-------- Material for this task --------

PR #1086, opened 2024-10-21
schedules: Use numeric ids for schedules tables primary keys

tahini:
Change the schedule, schedule_periods and schedule_period_trips's
primary id columns from uuid to auto-increment numeric IDs. The old
uuid is kept is a column called `uuid`. The foreign keys are modified
to use the numeric key instead. The `schedule_id` column of the trips'
table is removed, as there is already a schedule_period_id foreign which
has a foreign key to the schedule_id. Having both in trips open the door
to data integrity issues where the period could not belong to the same
schedule as the trip.

auto-increment numeric IDs are more performant than uuids as keys. It
will also allow to more easily duplicate multiple elements in a table
with predictable sort order, that uuids do not allow.

This commit only changes the database table queries. The Schedule class
still use the uuid as `id` as this would require more refactoring of the
base classes, history tracker, forms and client/server messaging, that
will be done in later commits.

The numeric IDs are kept in the `integer_id` fields of the Schedule. The
foreign key are changed to map to the numeric ID.

The impact is "minimal" as the schedules are used mostly in calculations
by trRouting and, in the frontend, are [re-]loaded on demand when
changes occur on a specific line. There is no collection of this object
type where the change of ID could cause issues.

### DIFF
--- a/packages/chaire-lib-backend/src/models/db/default.db.queries.ts
+++ b/packages/chaire-lib-backend/src/models/db/default.db.queries.ts
@@ -40,9 +40,19 @@ export const stringifyDataSourceIds = function (dataSourceIds: string[]): string
  * @param knex The database configuration object
  * @param tableName The name of the table on which to execute the operation
  * @param id The ID of the object
+ * @param {Object} options Additional options parameter.
+ * @param {Knex.Transaction} [options.transaction] - transaction that this query
+ * is part of
  * @returns Whether an object with the given ID exists in the table
  */
-export const exists = async (knex: Knex, tableName: string, id: string): Promise<boolean> => {
+export const exists = async (
+    knex: Knex,
+    tableName: string,
+    id: string,
+    options: {
+        transaction?: Knex.Transaction;
+    } = {}
+): Promise<boolean> => {
     if (!uuidValidate(id)) {
         throw new TrError(
             `Cannot verify if the object exists in ${tableName} because the required parameter id is missing, blank or not a valid uuid`,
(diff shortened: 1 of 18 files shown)


tahini:
Work in ongoing to update the base classes/forms/communication, etc for numeric IDs instead of UUID. While doing this, some cleanup and simplifications will take place, so it is not a trivial work.

packages/chaire-lib-backend/src/models/db/default.db.queries.ts
```diff
@@ -42,16 +42,27 @@ export const stringifyDataSourceIds = function (dataSourceIds: string[]): string
...
-    if (!uuidValidate(id)) {
+export const exists = async (
+    knex: Knex,
+    tableName: string,
+    id: string | number,
+    options: {
+        transaction?: Knex.Transaction;
+    } = {}
+): Promise<boolean> => {
+    if (typeof id === 'string' && !uuidValidate(id)) {
```
kaligrafy, line 53: Can you add a comment saying that we now accept both uuids (string) or id (integer)?

kaligrafy (changes requested):

packages/chaire-lib-backend/src/models/db/default.db.queries.ts
tahini: jsdoc was updated, also with the new options parameters

kaligrafy (approved):

greenscientist:
@tahini What's the status of this?

tahini:
It's ready and works, but it is just a step of a larger rewrite where most or all objects will also have numeric IDs and will require to re-factor the forms save and object interactions, as with numeric IDs, a new object will not have an ID until saved, unlike now with the UUIDs.

tldr; I was waiting to be further in the refactoring to make sure everything is ok here. But then again, we could merge and fix whatever will need to be fixed later.

Issue #1084, opened 2024-10-11
Migrate OSRM settings from Preferences to Config


greenscientist:
As issues in the PR #1072 , we can use the proposed structure for OSRM.

PR #1087, opened 2024-10-23
Migrate OSRM settings

GabrielBruno24:
Migrate OSRM settings from the defaultPreferences.config.ts file in chaire-lib-common to server.config,ts file in chaire-lib-backend
Also adds some todos as a reminder to rework some settings that can't be moved at the moment.
Fix: #1084

### DIFF
--- a/examples/config.js
+++ b/examples/config.js
@@ -38,7 +38,79 @@ module.exports = {
     //         }
     //       }
     //     }
-    //   }
+    //   },
+    //   // Configuration for simple routing modes, using OSRM-like engines 
+    //   driving: {
+    //     defaultEngine: 'osrmRouting',
+    //     engines: {
+    //       osrmRouting: { 
+    //         port: 7000, // Port used to access OSRM, either locally or remotely
+    //         host: null, // If set to null, localhost will be used. Ignored if autoStart set to true
+    //         autoStart: true, // If true, a local instance of OSRM will be started
+    //         enabled: true // If true, this mode will be configured, otherwise will be left out
+    //       }
+    //     }
+    //   },
+    //   cycling: {
+    //     defaultEngine: 'osrmRouting',
+    //     engines: {
+    //       osrmRouting: { port: 8000, host: null, autoStart: true, enabled: true }
+    //     }
+    //   },
+    //   walking: {
+    //     defaultEngine: 'osrmRouting',
+    //     engines: {
+    //       osrmRouting: { port: 5001, host: null, autoStart: true, enabled: true }
+    //     }
+    //   },
+    //   bus_suburb: {
+    //     defaultEngine: 'osrmRouting',
+    //     engines: {
+    //       osrmRouting: { port: 7110, host: null, autoStart: true, enabled: true }
+    //     }
+    //   },
+    //   bus_urban: {
+    //     defaultEngine: 'osrmRouting',
+    //     engines: {
+    //       osrmRouting: { port: 7120, host: null, autoStart: true, enabled: true }
+    //     }
+    //   },
+    //   rail: {
+    //     defaultEngine: 'osrmRouting',
+    //     engines: {
+    //       osrmRouting: { port: 9000, host: null, autoStart: false, enabled: false }
+    //     }
+    //   },
+    //   tram: {
+    //     defaultEngine: 'osrmRouting',
+    //     engines: {
+    //       osrmRouting: { port: 9100, host: null, autoStart: false, enabled: false }
+    //     }
+    //   },
+    //   tram_train: {
+    //     defaultEngine: 'osrmRouting',
+    //     engines: {
+    //       osrmRouting: { port: 9200, host: null, autoStart: false, enabled: false }
+    //     }
+    //   },
+    //   metro: {
+    //     defaultEngine: 'osrmRouting',
+    //     engines: {
+    //       osrmRouting: { port: 9300, host: null, autoStart: false, enabled: false }
+    //     }
+    //   },
+    //   monorail: {
+    //     defaultEngine: 'osrmRouting',
+    //     engines: {
+    //       osrmRouting: { port: 9400, host: null, autoStart: false, enabled: false }
+    //     }
+    //   },
+    //   cable_car: {
+    //     defaultEngine: 'osrmRouting',
+    //     engines: {
+    //       osrmRouting: { port: 9500, host: null, autoStart: false, enabled: false }
+    //     }
+    //   },
     // },
   
     mapDefaultCenter: {
@@ -78,77 +150,6 @@ module.exports = {
     },
   
     defaultPreferences: {
-        osrmRouting: {
-            modes: {
-                driving: {
-                    // !!! Be careful: use your own server, since you may be blocked on the osrm demo server after too many queries
-                    port     : 7000, // Port used to access OSRM, either locally or remotely
-                    host     : null, // If set to null, localhost will be used. Ignored if autoStart set to true
-                    autoStart: true, // If true, a local instance of OSRM will be started
-                    enabled  : true  // If true, this mode will be configured, otherwise will be left out 
-                },
-                cycling: {
-                    port     : 8000,
-                    host : null,
-                    autoStart: true,
-                    enabled  : true
-                },
-                walking: {
-                    port     : 5001,
-                    host : null,
-                    autoStart: true,
-                    enabled  : true
-                },
-                bus_suburb: {
-                    port     : 7110,
-                    host : null,
-                    autoStart: true,
-                    enabled  : true
-                },
-                bus_urban: {
-                    port     : 7120,
-                    host : null,
-                    autoStart: true,
-                    enabled  : true
-                },
-                rail: {
-                    port     : 9000,
-                    host : null,
-                    autoStart: false,
-                    enabled  : false
-                },
-                tram: {
-                    port     : 9100,
-                    host : null,
-                    autoStart: false,
-                    enabled  : false
-                },
-                tram_train: {
-                    port     : 9200,
-                    host : null,
-                    autoStart: false,
-                    enabled  : false
-                },
-                metro: {
-                    port     : 9300,
-                    host : null,
-                    autoStart: false,
-                    enabled  : false
-                },
-                monorail: {
-                    port     : 9400,
-                    host : null,
-                    autoStart: false,
-                    enabled  : false
-                },
-                cable_car: {
-                    port     : 9500,
-                    host : null,
-                    autoStart: false,
-                    enabled  : false
-                }
-            }
-      },
       transit: {
         routing: {
           batch: {
--- a/packages/chaire-lib-backend/src/config/__tests__/ServerConfig.test.ts
+++ b/packages/chaire-lib-backend/src/config/__tests__/ServerConfig.test.ts
@@ -37,7 +37,7 @@ describe('get routing mode and engine configs', () => {
     });
 
     test('getRoutingModeConfig, mode does not exist', () => {
-        expect(ServerConfig.getRoutingModeConfig('walking')).toBeUndefined();
+        expect(ServerConfig.getRoutingModeConfig('walking_way_data_as_name')).toBeUndefined();
     });
 
     test('getRoutingEngineConfigForMode, mode and engine exist', () => {
@@ -52,7 +52,29 @@ describe('get routing mode and engine configs', () => {
     });
 
     test('getRoutingEngineConfigForMode, mode does not exist', () => {
-        expect(ServerConfig.getRoutingEngineConfigForMode('walking', 'osrm')).toBeUndefined();
+        expect(ServerConfig.getRoutingEngineConfigForMode('walking_way_data_as_name', 'osrmRouting')).toBeUndefined();
     });
 
+    test('getAllModesForEngine, at least one mode uses engine', () => {
+        expect(ServerConfig.getAllModesForEngine('trRouting')).toEqual(['transit']);
+        expect(ServerConfig.getAllModesForEngine('osrmRouting')).toEqual([
+            'driving',
+            'driving_congestion',
+            'cycling',
+            'walking',
+            'bus_suburb',
+            'bus_urban',
+            'bus_congestion',
+            'rail',
+            'tram',
+            'tram_train',
+            'metro',
+            'monorail',
+            'cable_car'
+        ]);
+    });
+
+    test('getAllModesForEngine, no mode uses engine', () => {
+        expect(ServerConfig.getAllModesForEngine('valhalla')).toEqual([]);
+    });
 });
--- a/packages/chaire-lib-backend/src/config/server.config.ts
+++ b/packages/chaire-lib-backend/src/config/server.config.ts
@@ -50,6 +50,26 @@ export type TrRoutingConfig = {
     // support it in both batch and single calculation
 };
 
+export type OsrmRoutingConfig = {
+    /**
+     * Port used to access OSRM, either locally or remotely.
+     */
+    port: number | null;
+    /**
+     * If set to null, localhost will be used. Ignored if autoStart set to true.
+     * Do not prefix with the protocol (ex: 'some.osrm.site.com')
+     */
+    host: string | null;
+    /**
+     * If true, a local instance of OSRM will be started when launching transition (client).
+     */
+    autoStart: boolean;
+    /**
+     * If true, this mode will be configured, otherwise it will be left out. Usable when routing paths.
+     */
+    enabled: boolean;
+};
+
 // TODO Some project config option depend on the application, so should not be
 // typed in chaire-lib. Each app (transition , evolution, etc) should add types
 // to the config and should have a project.config file which imports this one
@@ -87,8 +107,7 @@ export type ServerSideProjectConfiguration = {
         [key in RoutingMode]?: {
             defaultEngine: string;
             engines: {
-                // TODO Type and intialize these configuration for routing modes
-                [key: string]: any;
+                osrmRouting?: OsrmRoutingConfig;
             };
         };
     };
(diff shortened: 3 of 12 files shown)


packages/chaire-lib-backend/src/utils/processManagers/OSRMProcessManager.ts
```diff
@@ -4,29 +4,31 @@
...
+import { setProjectConfiguration } from '../../config/server.config';
+import { _isBlank } from 'chaire-lib-common/lib/utils/LodashExtensions';
 
 const getServiceName = function (mode: RoutingMode = 'walking', port: number | null = 5000) {
     return `osrmMode__${mode}__port${port}`;
 };
 
 const routingModeIsAvailable = async function (routingMode: RoutingMode): Promise<boolean> {
-    const osrmServerPrefs = Preferences.get('osrmRouting', {});
+    const osrmModePref = ServerConfig.getRoutingEngineConfigForMode(routingMode, 'osrmRouting');
```
tahini, line 21: Rename to `osrmModeConfig`

packages/chaire-lib-backend/src/utils/processManagers/OSRMProcessManager.ts
```diff
@@ -61,28 +63,34 @@ const availableRoutingModes = async function (): Promise<RoutingMode[]> {
...
-    const updatedProperties = {};
-    updatedProperties['modes'] = {};
-    updatedProperties['modes'][mode] = { enabled: false };
-    Preferences.updateServerPrefs({ osrmRouting: updatedProperties });
+    setProjectConfiguration({
+        routing: {
+            [mode]: {
+                defaultEngine: 'osrmRouting',
+                engines: {
+                    osrmRouting: {enabled: false}
```
tahini, line 71: Also, please run `yarn format` before committing as it will change the formatting

packages/chaire-lib-backend/src/utils/processManagers/OSRMProcessManager.ts
```diff
@@ -129,7 +137,7 @@ function getOsrmRoutedStartArgs(osrmDirectory: string, mode: string, port: strin
 //TODO set type for Promise return (in all the file)
 const start = function (parameters = {} as any): Promise<any> {
     const mode = parameters.mode || 'walking';
-    const port = parameters.port || Preferences.get(`osrmRouting.${mode}.port`);
+    const port = parameters.port || ServerConfig.getRoutingEngineConfigForMode(mode, 'osrmRouting').port;
```
tahini, line 140: Just wondering if we need this, maybe add a TODO to force receiving the mode and port (because the caller will have checked it already) and not initialize to config here

packages/chaire-lib-common/src/services/routing/OSRMRoutingService.ts
```diff
@@ -88,6 +88,7 @@ export default class OSRMRoutingService extends RoutingService.default {
             const origin = waypoints[0];
             const destination = waypoints[waypoints.length - 1];
 
+            // TODO: Don't use osrmRouting params in chaire-lib-common
```
tahini, line 91: Here the TODO should be more Determine if this value should be a config or a preference

tahini (changes requested):
Nothing major

packages/chaire-lib-backend/src/utils/processManagers/__tests__/OSRMProcessManager.test.ts
```diff
@@ -188,13 +202,16 @@ describe('OSRM Service Manager', function() {
     const prepareResult = await OSRMServicePreparation.prepare(existingOsmFilePath, ['walking']);
     expect(prepareResult.status).toBe('prepared');
 
+    const osrmModes = ServerConfig.getAllModesForEngine("osrmRouting");
```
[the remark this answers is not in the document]
GabrielBruno24: This function is already tested in another test. It also just returns all modes in the config that have the osrmROuting engine, regardless of whether they are disabled or not, so nothing done in this test should be capable of changing the excepted result

packages/chaire-lib-backend/src/utils/processManagers/OSRMProcessManager.ts
GabrielBruno24: I ran the command but it didn't change this part specifically

packages/chaire-lib-backend/src/utils/processManagers/OSRMProcessManager.ts
```diff
@@ -4,29 +4,27 @@
...
 };
 
 const routingModeIsAvailable = async function (routingMode: RoutingMode): Promise<boolean> {
-    const osrmServerPrefs = Preferences.get('osrmRouting', {});
-    if (
-        osrmServerPrefs.modes[routingMode] &&
-        osrmServerPrefs.modes[routingMode].enabled === true &&
-        osrmServerPrefs.modes[routingMode].autoStart !== true
-    ) {
+    const osrmModeConfig = ServerConfig.getRoutingEngineConfigForMode(routingMode, 'osrmRouting');
```
tahini, line 21: J'ai oublié de le mentionner au premier review, mais il faudrait que tout reste compatible avec le fichier de config actuel (par exemple, la configuration de nos instances ne sera probablement pas mise à jour exactement en même temps que le prochain update de transition une fois cette PR mergée). Regarde ce qui a été fait pour la config `trRoutingCacheAllScenarios` dans `server.config.ts`, in the `setProjectConfiguration` function, if the old way of configuring is set, but now the new way, it is merged to make sure old configs still work. You can do something similar for the osrm routing's default preferences

GabrielBruno24: I added it to the setProjectConfiguration. I didn't push anything related to that to the tests since I didn't want to add deprecated stuff to any config file but I did test it locally and it works.

tahini (changes requested):
je ne suis pas certaine que l'ancienne config fonctionnerait encore puisqu'il manque le defaultPreferences. Pour tester, voir si tout fonctionne bien avec le fichier de config comme il était avant.

packages/chaire-lib-backend/src/config/server.config.ts
```diff
@@ -191,6 +353,35 @@ export const setProjectConfiguration = (newConfig: Partial<ProjectConfiguration<
             }
         });
     }
+
+    // If osrmRouting is configured using the old Preferences format and not the new one in server.config, set it to the new format
+    // FIXME Remove once the old osrmRouting format is fully deprecated
+    const osrmModesInDeprecatedFormat = Preferences.get('osrmRouting').modes;
```
tahini, line 359: I think there might be a circular dependency as the preferences need the config to be initialized to get the default preferences from the config. I used my old config file and I don't get the warning and the process does not start on the right port.

I think here you need to get the defaultPreferences from the newConfig directly: `newConfig.defaultPreferences!.osrmRouting`.

tahini (changes requested):

tahini (approved):

tahini:
@kaligrafy @greenscientist voulez-vous aussi reviewer avant de merger?

kaligrafy (approved):

greenscientist:
> @kaligrafy @greenscientist voulez-vous aussi reviewer avant de merger?

Je jette un coup d'oeil tantot.

examples/config.js
```diff
@@ -18,27 +18,94 @@ module.exports = {
...
+    //                     debug: false,
+    //                     logs: { maxFileSizeKB: 5120, nbFiles: 3 }
+    //                 }
+    //             }
     //         }
-    //       }
-    //     }
-    //   }
+    //     },
+    //     // Configuration for the osrm modes
```
greenscientist, line 42: Maybe just change the comment here to say something like config for simple routing modes (using engines like OSRM)

examples/config.js
```diff
@@ -18,27 +18,94 @@ module.exports = {
...
+    //                     logs: { maxFileSizeKB: 5120, nbFiles: 3 }
+    //                 }
+    //             }
     //         }
-    //       }
-    //     }
-    //   }
+    //     },
+    //     // Configuration for the osrm modes 
+    //     driving: {
```
greenscientist, line 43: Can we add comments to the first entry to describe each fields, like we did for the old config.

packages/chaire-lib-backend/src/config/__tests__/ServerConfig.test.ts
```diff
@@ -52,7 +52,29 @@ describe('get routing mode and engine configs', () => {
     });
 
     test('getRoutingEngineConfigForMode, mode does not exist', () => {
-        expect(ServerConfig.getRoutingEngineConfigForMode('walking', 'osrm')).toBeUndefined();
+        expect(ServerConfig.getRoutingEngineConfigForMode('walking_way_data_as_name', 'osrmRouting')).toBeUndefined();
     });
 
+    test('getAllModesForEngine, engine exists', () => {
```
greenscientist, line 58: Just nit picking on the test name here. 

The test validate that the modes have a specific default engine, not necessary that they just exist. We might want to ajust the name or the test

packages/chaire-lib-backend/src/config/server.config.ts
```diff
@@ -50,6 +50,25 @@ export type TrRoutingConfig = {
     // support it in both batch and single calculation
 };
 
+export type OsrmRoutingConfig = {
+    /**
+     * Set to null when using remote osrm server
```
greenscientist, line 55: I think the comment are wrong here. 
We need the port if we use a remote OSRM

packages/chaire-lib-backend/src/config/server.config.ts
```diff
@@ -50,6 +50,25 @@ export type TrRoutingConfig = {
...
+     */
+    port: number | null;
+    /**
+     * Set to null when using remote osrm server
```
greenscientist, line 59: same

packages/chaire-lib-backend/src/config/server.config.ts
```diff
@@ -50,6 +50,25 @@ export type TrRoutingConfig = {
...
+     */
+    osrmPath: string | null;
```
greenscientist, line 61: Can we change this to hostname ?

Or have both an OSRMPath and hostname field ? (Or name it OsrmPathOrHostname)

packages/chaire-lib-common/src/config/__tests__/Preferences.test.ts
```diff
@@ -44,11 +44,13 @@ test('Test current match attributes', () => {
 
 test('Test initialize PreferencesClass with custom attributes', () => {
     const preferences = new PreferencesClass({ data: { foo: 'bar' }, osrmRouting: { directoryPrefix: 'newPrefix' } });
+    // TODO: Decide if this value should be a config or a preference
```
greenscientist, line 47: It should definitely be a config not a preference. 
What would be the case for a user to configure this ?

greenscientist (changes requested):
A few small comment and one bit one. 

My main issue is the use of OSRMPath in the internal structure instead of host. 
We should either have both of them, or even maybe have 2 different struct (A local OSRM could be a different engine that a remote OSRM.)

Or we name the variable PathOrHost

(I think the path is used when we want to do the autostart one so it's really a different use case and simply a hostname)

packages/chaire-lib-backend/src/config/server.config.ts
GabrielBruno24: I renamed it to osrmPathOrHostname

packages/chaire-lib-backend/src/config/server.config.ts
GabrielBruno24: I copied the comments from config_test.js. I'm not sure why the original says that.

packages/chaire-lib-common/src/config/__tests__/Preferences.test.ts
GabrielBruno24: I meant it more in the way that osrmRouting.directoryPrefix is still in defaultPreferences, so in the future we should decide wether we move it to server.config like the rest. I added similar comments to the other uses of osrmRouting from Preferences.

examples/config.js
```diff
@@ -18,27 +18,99 @@ module.exports = {
...
-    //     }
-    //   }
+    //     },
+    //     // Configuration for simple routing modes, using OSRM-like engines 
+    //     driving: {
+    //         defaultEngine: 'osrmRouting',
+    //         engines: {
+    //             osrmRouting: { 
+    //                 port: 7000, // Port used to access OSRM, either locally or remotely
+    //                 host: null, // If set to null, localhost will be used. Ignored if autoStart set to true
```
tahini, line 48: Ici donc, ça ne devrait pas être osrmPathOrHost?

packages/chaire-lib-common/src/config/__tests__/Preferences.test.ts
greenscientist: The question is not if we should or not. We definitely should. If you don't want to migrate it now, the comment should read along the lines of "This value also need to be migrated to a config like we did for ..."

greenscientist:
> @GabrielBruno24 je te suggère de tester plusieurs configs localement:
> 
> 1- Une par défaut: où tu mets pas de ocnfig custom 2- Une où tu déplaces ton osrm-routed vers un autre répertoire pour lui mettre un path custom local 3- Et un utilisant un serveur osrm externe (voir leur démo, ils doivent en avoir un?)
2- Sois tu le déplace, mais tu peux aussi juste pointer à ton build directory and enlever le binaire du PATH
3- Tu peux facilement rouler osrm-routed avec un container docker en local si tu veux, si tu veux pas installer au complet, mais ca reste facile à compiler et à rouler.

packages/chaire-lib-backend/src/utils/processManagers/OSRMProcessManager.ts
```diff
@@ -61,28 +59,34 @@ const availableRoutingModes = async function (): Promise<RoutingMode[]> {
...
-        const modeConfig = osrmServerPrefs.modes[routingMode];
+        const modeConfig = ServerConfig.getRoutingEngineConfigForMode(routingMode, 'osrmRouting');
         // TODO Do we want to accept camelCase equivalent of each routing modes?
         if (routingModes.includes(routingMode)) {
             // Only configure mode that are enabled
             if (modeConfig.enabled === true) {
                 const port = modeConfig.port;
                 // Use the host in the config even for local server starts as it allows to fine-tune the url to contact (for example ipv4 vs ipv6 names)
-                const host = modeConfig.host !== null ? modeConfig.host : '';
+                const host = !_isBlank(modeConfig.host) ? modeConfig.host : '';
```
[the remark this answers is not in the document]
GabrielBruno24: Effectivement.

examples/config.js
GabrielBruno24: Oui, j'aurais aussi du le changer a osrmPath avant

GabrielBruno24:
In the end, I replaced all instances of osrmPath with just host, since osrmPath is never called anywhere in the code.

tahini (approved):
I'll let @greenscientist do a second review

greenscientist:
Can you elaborate longer in the commit message, explaining the rationale of this change.

packages/chaire-lib-backend/src/config/server.config.ts
```diff
@@ -191,6 +353,35 @@ export const setProjectConfiguration = (newConfig: Partial<ProjectConfiguration<
             }
         });
     }
+
+    // If osrmRouting is configured using the old defaultPreferences format and not the new one in server.config, set it to the new format
+    // FIXME Remove once the old osrmRouting format is fully deprecated
```
greenscientist, line 358: Could be nice to have an issue number here, to make it easier to find the code to remove.

packages/chaire-lib-backend/src/utils/processManagers/OSRMServicePath.ts
```diff
@@ -11,7 +11,8 @@ import { RoutingMode } from 'chaire-lib-common/lib/config/routingModes';
 
 const defaultDirectoryPrefix = process.env.OSRM_DIRECTORY_PREFIX
     ? process.env.OSRM_DIRECTORY_PREFIX
-    : Preferences.get('osrmRouting.directoryPrefix', '');
+    : // TODO: Migrate this value from preferences to config like the osrm modes
+    Preferences.get('osrmRouting.directoryPrefix', '');
```
greenscientist, line 15: Just a thought for the future, I think that this can go into the new Engine OsrmConfig that you just added. 
Currently we have one global path for all, but I don't see why we could not have a configuration for each. (but maybe we can still keep a default global one. But that might be superfluous

packages/chaire-lib-common/src/services/routing/OSRMRoutingService.ts
```diff
@@ -88,6 +88,7 @@ export default class OSRMRoutingService extends RoutingService.default {
             const origin = waypoints[0];
             const destination = waypoints[waypoints.length - 1];
 
+            // TODO: TODO: Migrate this value from preferences to config like the osrm modes
```
greenscientist, line 91: Maybe, but maybe, we don't need the double TODO here :)

greenscientist: ok, but this one I'm not 100% sure what's this one is used for, if it's a runtime thing or not. But we can see later

packages/chaire-lib-common/src/services/routing/OSRMRoutingService.ts
```diff
@@ -190,6 +191,7 @@ export default class OSRMRoutingService extends RoutingService.default {
             annotations: _isBlank(params.annotations) ? true : params.annotations,
             // gaps      : 'ignore',
             continue_straight:
+                // TODO: TODO: Migrate this value from preferences to config like the osrm modes
```
greenscientist, line 194: TODO TODO

tests/config_test.js
```diff
@@ -48,82 +48,82 @@ module.exports = {
           directoryPrefix: 'test',
           modes: {
             driving: {
-                // set host to null when you want node to start osrm locally with the provided osrmPath and port
+                // set host to null when you want node to start osrm locally with the provided port
```
greenscientist, line 51: Should we remove all this from the preference? Or only when we remove the deprecated part? @tahini  ? 

If only the deprecated part, we should add a comment to it. (And maybe an issue number like I've said ealier

greenscientist (changes requested):
Nothing major, just a few small nits and things about comments. 

Still requesting changes, mostly for the commit message.

examples/config.js
```diff
@@ -18,27 +18,99 @@ module.exports = {
...
-    //           debug: false,
-    //           logs: { maxFileSizeKB: 5120, nbFiles: 3 }
-    //         },
-    //         batch: {
-    //           port: 14000,
-    //           // Enable caching of connections for all scenarios in trRouting. Will use more memory and may not be necessary for batch calculations as currently there's only one scenario per task
-    //           cacheAllScenarios: false,
-    //           debug: false,
-    //           logs: { maxFileSizeKB: 5120, nbFiles: 3 }
+    //     transit: {
```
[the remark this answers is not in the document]
GabrielBruno24: The rest of the file uses half spacing, so I can just change it to that. Is there a reason we specifically want half spacing though?

tests/config_test.js
tahini: Indeed, the test config should ideally be with the new format and not keep the deprecated one.

GabrielBruno24:
I added two issues, one for changing all the old osrm preferences to the new config format, and the other to migrate the remaining osrm settings still in defaultPreferences.

greenscientist (changes requested):
you are still missing a more elaborate commit message

GabrielBruno24:
> you are still missing a more elaborate commit message

Changed the message

greenscientist (approved):
Merci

--------

▶ Task goal: Go through the records from the first line and copy each one exactly, ending after the line that contains "to use the numeric". Give nothing else.

▶ Answer for this exercise:
PR #1086, opened 2024-10-21
schedules: Use numeric ids for schedules tables primary keys

tahini:
Change the schedule, schedule_periods and schedule_period_trips's
primary id columns from uuid to auto-increment numeric IDs. The old
uuid is kept is a column called `uuid`. The foreign keys are modified
to use the numeric key instead. The `schedule_id` column of the trips'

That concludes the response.